Activity:
A single figure is required: the number of lines below that contain "return".

Data under study:
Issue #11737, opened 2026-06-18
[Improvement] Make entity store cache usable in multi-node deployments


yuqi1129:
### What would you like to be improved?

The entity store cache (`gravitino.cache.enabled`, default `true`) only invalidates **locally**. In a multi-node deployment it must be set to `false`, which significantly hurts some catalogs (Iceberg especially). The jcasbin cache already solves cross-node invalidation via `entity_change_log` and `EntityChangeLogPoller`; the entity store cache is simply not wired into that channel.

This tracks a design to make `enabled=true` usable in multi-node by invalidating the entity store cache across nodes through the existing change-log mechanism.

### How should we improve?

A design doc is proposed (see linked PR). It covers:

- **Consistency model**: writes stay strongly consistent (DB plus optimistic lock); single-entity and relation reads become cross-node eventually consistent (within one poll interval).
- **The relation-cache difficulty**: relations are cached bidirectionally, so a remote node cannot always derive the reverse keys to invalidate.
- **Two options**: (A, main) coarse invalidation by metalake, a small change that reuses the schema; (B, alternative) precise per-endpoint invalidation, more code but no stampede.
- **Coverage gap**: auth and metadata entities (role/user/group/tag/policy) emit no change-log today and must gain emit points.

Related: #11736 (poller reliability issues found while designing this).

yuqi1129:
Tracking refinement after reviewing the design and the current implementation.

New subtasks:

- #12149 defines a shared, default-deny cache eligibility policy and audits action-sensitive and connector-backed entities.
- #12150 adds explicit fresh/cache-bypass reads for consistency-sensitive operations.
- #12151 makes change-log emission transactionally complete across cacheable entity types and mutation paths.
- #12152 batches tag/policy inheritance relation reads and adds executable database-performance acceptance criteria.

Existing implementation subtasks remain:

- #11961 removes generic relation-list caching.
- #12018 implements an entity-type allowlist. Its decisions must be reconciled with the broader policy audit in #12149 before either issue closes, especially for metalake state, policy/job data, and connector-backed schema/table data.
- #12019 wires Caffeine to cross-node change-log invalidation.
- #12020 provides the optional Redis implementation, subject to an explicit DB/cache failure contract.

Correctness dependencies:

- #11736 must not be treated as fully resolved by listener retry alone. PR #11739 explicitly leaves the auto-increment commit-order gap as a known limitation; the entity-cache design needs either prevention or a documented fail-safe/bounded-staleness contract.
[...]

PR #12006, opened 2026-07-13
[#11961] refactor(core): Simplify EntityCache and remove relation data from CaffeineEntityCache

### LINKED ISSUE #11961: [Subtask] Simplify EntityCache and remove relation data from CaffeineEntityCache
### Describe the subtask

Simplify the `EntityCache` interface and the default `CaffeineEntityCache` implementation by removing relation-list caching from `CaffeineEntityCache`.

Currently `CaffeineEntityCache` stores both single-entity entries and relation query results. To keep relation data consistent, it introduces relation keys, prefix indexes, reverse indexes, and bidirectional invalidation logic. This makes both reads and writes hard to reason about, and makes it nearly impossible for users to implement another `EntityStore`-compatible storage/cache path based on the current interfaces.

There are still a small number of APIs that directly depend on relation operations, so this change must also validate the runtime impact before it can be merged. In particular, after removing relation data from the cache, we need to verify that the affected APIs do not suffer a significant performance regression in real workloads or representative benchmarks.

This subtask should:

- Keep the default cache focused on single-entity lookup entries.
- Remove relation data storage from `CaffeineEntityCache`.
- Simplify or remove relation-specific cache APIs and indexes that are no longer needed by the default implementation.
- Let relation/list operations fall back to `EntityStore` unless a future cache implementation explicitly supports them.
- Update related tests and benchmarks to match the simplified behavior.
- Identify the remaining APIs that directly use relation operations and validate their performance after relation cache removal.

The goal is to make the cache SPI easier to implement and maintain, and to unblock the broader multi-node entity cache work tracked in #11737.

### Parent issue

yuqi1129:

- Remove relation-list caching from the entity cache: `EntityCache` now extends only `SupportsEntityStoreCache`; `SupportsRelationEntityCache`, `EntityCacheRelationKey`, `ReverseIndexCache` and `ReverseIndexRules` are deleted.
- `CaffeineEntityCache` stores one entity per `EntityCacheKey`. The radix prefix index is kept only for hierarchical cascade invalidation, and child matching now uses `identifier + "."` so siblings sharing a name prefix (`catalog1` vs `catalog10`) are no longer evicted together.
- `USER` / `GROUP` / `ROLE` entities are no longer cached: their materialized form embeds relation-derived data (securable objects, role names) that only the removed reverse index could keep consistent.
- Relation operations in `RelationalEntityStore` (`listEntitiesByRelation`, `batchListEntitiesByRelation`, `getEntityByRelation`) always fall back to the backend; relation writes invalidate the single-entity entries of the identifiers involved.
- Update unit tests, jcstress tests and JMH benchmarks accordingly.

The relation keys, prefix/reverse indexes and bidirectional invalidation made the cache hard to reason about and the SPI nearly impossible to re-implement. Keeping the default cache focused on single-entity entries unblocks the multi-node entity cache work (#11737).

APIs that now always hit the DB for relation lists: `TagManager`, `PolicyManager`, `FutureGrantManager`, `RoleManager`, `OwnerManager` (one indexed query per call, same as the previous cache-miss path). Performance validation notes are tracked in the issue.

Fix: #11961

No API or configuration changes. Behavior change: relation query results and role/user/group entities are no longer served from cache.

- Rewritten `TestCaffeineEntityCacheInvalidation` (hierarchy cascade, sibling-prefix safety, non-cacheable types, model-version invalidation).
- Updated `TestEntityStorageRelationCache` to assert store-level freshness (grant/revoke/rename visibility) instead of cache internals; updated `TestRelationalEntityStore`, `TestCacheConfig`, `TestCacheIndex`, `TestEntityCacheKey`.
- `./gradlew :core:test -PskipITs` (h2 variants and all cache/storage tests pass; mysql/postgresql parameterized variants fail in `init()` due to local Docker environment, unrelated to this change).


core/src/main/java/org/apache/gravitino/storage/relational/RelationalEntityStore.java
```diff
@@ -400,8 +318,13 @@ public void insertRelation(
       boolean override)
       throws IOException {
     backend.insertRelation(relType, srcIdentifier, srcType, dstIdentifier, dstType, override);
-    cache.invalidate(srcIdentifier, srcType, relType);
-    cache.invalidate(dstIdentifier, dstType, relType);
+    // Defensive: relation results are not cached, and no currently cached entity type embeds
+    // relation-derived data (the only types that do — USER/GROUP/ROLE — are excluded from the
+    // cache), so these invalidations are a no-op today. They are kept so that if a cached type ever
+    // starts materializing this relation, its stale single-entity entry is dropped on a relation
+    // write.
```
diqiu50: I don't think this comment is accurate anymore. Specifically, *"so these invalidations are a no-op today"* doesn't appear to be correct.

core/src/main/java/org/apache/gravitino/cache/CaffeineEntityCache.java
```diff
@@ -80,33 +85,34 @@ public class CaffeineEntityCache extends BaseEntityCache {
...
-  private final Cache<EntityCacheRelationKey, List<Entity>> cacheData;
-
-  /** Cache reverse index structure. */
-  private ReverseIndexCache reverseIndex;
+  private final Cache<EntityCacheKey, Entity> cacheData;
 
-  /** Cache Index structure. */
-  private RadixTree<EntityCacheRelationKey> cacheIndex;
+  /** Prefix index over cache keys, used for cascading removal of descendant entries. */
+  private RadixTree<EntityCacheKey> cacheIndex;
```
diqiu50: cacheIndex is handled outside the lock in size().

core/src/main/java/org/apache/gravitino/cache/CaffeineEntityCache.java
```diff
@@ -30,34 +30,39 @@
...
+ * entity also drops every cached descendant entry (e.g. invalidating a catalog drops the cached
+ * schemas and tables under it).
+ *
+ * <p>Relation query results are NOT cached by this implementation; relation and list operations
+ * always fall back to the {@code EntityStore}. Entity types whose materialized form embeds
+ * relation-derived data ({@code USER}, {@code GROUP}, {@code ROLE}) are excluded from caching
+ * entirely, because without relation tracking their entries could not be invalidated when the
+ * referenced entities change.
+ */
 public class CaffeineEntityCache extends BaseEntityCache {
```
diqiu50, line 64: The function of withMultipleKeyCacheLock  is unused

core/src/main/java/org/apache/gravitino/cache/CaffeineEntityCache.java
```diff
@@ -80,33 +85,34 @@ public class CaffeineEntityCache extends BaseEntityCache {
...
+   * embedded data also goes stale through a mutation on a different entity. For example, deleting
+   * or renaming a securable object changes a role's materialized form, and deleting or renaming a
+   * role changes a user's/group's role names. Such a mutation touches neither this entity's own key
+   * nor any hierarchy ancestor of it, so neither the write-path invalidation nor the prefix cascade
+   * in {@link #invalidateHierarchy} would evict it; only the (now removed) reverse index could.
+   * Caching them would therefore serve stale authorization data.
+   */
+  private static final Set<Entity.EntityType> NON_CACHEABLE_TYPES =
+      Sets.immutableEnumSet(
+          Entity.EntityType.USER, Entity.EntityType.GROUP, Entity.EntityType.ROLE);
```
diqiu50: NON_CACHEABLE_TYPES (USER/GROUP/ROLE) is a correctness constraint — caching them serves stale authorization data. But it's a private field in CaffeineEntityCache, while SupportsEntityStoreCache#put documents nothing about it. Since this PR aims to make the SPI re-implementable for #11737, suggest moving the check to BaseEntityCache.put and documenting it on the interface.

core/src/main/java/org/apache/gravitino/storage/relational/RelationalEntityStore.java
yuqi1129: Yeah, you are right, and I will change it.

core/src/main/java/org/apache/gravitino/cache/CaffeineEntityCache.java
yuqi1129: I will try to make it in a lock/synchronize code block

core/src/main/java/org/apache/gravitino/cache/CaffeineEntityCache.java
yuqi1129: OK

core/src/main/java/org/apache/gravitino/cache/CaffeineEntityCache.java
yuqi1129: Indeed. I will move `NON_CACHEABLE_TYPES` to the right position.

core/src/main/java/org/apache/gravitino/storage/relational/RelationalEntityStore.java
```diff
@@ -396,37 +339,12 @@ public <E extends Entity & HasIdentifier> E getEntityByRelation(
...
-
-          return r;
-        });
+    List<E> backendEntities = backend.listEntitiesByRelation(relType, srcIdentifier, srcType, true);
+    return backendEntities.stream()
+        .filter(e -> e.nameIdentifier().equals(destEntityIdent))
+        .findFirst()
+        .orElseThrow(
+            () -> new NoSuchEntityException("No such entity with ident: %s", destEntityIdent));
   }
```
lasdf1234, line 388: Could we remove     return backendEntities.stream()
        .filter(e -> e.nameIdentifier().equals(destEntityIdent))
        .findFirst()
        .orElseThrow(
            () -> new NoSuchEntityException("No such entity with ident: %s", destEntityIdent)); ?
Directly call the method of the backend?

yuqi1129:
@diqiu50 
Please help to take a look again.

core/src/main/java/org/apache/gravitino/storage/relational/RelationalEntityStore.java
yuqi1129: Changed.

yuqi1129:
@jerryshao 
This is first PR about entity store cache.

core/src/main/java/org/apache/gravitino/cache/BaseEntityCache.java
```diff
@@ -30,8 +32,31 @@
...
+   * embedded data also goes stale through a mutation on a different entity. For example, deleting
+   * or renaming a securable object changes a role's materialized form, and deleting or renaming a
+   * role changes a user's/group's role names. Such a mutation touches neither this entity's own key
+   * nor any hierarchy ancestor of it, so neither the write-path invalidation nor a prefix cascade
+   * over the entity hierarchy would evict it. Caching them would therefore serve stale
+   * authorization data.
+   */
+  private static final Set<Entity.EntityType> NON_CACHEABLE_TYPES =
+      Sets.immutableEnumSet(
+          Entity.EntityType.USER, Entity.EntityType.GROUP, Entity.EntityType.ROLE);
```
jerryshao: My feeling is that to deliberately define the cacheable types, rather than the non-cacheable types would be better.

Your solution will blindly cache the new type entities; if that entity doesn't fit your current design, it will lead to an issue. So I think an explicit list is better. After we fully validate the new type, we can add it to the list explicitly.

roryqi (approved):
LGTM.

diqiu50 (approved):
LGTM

Written response:
3